*Stored items*.
= Beginning of Section =

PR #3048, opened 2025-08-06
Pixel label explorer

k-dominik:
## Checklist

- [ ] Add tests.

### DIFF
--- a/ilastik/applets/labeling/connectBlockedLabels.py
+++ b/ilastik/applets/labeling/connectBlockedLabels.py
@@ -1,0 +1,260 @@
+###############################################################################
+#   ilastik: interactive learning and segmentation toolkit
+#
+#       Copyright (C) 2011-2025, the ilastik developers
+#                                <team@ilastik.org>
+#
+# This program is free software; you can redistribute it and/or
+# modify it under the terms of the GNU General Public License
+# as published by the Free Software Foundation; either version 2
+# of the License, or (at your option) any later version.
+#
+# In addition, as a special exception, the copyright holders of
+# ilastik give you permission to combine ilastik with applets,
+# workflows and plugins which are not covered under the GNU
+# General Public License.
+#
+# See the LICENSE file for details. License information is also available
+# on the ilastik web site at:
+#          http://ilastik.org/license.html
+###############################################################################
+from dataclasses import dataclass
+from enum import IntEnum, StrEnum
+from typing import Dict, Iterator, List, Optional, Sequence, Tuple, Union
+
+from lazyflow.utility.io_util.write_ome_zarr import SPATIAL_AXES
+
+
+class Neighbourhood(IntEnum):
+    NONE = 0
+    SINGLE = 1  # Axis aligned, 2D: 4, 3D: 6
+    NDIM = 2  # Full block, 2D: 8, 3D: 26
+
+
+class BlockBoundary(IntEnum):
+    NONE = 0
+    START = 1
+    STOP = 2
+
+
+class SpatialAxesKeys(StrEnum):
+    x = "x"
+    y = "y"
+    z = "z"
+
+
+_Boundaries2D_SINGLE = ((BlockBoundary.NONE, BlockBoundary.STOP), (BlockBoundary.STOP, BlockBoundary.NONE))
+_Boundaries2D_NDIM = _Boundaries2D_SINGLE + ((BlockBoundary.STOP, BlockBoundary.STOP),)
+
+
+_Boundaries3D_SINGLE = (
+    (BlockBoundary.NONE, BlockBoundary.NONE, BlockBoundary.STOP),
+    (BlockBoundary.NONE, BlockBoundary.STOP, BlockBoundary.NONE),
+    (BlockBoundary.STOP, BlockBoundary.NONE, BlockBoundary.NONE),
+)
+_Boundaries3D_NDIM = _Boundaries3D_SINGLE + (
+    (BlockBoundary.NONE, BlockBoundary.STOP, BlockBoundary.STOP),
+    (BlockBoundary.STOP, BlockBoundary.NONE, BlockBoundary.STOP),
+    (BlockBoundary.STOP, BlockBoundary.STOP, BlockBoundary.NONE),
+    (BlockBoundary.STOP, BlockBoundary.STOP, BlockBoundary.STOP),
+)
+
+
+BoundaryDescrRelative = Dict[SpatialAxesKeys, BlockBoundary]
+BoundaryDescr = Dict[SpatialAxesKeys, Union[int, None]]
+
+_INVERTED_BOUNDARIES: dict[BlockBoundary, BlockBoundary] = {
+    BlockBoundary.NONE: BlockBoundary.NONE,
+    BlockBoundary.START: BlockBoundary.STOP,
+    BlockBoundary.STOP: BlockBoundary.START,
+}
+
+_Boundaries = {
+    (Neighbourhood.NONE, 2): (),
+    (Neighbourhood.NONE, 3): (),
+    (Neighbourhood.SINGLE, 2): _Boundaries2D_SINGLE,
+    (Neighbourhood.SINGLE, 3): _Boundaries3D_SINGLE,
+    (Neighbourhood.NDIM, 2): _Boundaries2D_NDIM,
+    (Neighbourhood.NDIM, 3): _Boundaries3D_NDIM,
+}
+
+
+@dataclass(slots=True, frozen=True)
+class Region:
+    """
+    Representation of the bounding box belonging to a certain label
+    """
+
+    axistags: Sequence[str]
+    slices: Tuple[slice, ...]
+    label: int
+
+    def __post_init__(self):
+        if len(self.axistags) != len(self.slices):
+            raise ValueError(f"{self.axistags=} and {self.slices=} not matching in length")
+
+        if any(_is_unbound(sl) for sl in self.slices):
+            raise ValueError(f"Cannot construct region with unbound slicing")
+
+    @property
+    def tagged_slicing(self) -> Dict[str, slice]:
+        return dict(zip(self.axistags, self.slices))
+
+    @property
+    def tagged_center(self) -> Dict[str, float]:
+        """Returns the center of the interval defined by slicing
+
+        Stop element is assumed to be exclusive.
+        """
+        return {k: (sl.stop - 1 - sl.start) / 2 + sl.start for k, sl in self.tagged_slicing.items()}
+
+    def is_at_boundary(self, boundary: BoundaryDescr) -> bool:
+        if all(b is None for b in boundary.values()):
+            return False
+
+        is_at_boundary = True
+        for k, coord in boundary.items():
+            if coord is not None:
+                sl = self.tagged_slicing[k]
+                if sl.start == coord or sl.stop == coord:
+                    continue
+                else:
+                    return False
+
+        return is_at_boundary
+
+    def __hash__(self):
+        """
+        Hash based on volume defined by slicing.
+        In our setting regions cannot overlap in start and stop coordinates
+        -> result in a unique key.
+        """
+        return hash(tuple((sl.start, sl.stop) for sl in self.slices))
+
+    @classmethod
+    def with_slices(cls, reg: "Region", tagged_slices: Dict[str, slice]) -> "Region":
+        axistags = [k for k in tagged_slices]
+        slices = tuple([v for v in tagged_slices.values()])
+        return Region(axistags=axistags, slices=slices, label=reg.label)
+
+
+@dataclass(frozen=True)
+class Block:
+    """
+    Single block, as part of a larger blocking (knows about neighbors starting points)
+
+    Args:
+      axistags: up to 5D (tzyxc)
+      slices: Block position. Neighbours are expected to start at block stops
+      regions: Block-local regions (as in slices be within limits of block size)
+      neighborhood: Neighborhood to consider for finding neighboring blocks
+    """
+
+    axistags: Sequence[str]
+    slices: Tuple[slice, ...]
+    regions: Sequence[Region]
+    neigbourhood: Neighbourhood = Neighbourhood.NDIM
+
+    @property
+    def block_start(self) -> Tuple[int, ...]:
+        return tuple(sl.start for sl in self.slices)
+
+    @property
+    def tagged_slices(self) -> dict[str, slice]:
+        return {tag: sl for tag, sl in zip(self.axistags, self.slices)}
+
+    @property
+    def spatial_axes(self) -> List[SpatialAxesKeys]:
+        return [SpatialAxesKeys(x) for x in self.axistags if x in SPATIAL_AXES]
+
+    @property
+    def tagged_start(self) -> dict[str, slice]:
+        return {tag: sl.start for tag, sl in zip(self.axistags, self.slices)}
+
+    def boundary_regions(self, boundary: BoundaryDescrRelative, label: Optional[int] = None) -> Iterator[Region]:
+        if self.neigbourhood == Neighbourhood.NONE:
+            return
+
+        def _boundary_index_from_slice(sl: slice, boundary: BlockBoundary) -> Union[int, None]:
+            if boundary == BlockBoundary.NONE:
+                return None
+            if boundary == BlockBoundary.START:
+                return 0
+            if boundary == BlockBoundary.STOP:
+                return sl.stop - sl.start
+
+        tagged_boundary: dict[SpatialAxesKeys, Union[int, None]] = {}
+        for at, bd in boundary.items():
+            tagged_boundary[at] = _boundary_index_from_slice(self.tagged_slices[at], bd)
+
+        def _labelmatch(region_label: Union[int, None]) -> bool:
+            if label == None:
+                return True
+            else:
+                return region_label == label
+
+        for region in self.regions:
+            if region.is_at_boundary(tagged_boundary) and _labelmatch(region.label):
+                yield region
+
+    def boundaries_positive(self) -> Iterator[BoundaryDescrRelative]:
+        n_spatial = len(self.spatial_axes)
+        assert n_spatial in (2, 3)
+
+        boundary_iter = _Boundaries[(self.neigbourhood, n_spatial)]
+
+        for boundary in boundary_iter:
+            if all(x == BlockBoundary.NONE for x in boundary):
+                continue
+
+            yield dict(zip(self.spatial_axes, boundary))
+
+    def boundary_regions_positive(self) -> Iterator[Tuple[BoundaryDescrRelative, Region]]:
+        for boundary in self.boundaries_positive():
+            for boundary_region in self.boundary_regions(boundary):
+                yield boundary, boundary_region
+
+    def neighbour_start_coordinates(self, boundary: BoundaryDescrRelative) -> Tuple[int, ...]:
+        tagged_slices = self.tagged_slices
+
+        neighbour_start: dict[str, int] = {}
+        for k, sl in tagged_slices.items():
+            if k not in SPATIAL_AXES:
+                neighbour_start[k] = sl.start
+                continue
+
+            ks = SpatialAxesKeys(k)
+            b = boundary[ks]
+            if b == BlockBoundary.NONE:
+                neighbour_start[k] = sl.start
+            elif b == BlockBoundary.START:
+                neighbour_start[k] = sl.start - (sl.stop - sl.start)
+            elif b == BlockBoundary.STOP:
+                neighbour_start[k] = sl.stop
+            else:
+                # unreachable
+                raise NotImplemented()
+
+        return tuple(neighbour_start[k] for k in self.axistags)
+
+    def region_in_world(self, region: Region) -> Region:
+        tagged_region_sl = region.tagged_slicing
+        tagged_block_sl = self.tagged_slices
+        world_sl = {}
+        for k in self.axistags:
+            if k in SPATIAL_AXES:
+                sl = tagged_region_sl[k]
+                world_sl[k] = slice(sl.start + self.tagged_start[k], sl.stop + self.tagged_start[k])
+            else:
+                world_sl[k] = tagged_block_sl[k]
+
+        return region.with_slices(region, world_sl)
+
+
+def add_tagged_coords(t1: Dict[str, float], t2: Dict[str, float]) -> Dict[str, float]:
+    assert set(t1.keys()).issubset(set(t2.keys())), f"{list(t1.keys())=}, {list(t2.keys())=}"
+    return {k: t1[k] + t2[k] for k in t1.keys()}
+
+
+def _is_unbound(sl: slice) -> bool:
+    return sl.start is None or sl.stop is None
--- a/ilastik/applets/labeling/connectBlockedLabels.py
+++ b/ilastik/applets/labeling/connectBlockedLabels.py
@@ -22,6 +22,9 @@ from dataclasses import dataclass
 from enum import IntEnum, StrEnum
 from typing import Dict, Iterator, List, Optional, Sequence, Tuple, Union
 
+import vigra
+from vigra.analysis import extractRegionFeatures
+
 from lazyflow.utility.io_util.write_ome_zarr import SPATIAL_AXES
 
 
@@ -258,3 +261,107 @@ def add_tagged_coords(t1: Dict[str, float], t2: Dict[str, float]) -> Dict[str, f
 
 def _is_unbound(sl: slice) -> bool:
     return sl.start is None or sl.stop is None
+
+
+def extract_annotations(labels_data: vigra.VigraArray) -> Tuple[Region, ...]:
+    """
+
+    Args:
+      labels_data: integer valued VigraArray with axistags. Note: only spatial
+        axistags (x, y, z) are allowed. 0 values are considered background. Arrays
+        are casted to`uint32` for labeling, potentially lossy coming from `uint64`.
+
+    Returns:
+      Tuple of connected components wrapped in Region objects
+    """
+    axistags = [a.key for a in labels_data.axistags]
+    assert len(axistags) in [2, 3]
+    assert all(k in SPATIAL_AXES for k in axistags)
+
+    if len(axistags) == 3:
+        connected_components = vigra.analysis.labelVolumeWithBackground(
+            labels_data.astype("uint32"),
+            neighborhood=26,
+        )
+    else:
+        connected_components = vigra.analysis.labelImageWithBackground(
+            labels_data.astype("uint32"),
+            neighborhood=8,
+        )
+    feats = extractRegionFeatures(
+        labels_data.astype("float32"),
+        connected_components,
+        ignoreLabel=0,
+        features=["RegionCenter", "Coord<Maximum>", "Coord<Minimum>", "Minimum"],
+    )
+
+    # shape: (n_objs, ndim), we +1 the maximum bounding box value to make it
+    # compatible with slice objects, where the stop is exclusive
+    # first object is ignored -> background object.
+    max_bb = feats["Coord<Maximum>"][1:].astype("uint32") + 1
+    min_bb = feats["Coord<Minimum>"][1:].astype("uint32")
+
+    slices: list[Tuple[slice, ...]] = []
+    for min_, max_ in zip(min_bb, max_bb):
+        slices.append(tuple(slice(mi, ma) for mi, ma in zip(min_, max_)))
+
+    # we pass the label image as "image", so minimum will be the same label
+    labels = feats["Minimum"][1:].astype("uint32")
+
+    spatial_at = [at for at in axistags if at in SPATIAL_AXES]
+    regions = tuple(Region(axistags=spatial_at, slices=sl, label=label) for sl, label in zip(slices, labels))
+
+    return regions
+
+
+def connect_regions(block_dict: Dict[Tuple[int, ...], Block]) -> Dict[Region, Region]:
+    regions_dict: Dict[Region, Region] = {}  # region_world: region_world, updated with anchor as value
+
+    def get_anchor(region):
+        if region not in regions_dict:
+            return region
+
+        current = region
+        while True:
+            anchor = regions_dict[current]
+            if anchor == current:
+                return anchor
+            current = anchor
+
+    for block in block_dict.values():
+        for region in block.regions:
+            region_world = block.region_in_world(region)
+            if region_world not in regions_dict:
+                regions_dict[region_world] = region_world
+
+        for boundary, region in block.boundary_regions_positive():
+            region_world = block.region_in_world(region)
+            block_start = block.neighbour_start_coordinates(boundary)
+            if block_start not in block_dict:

= End of Section =

*What to work on*.
Reproduce each line from the records that contains the word "Public".

*Response below*.
+# modify it under the terms of the GNU General Public License
+# General Public License.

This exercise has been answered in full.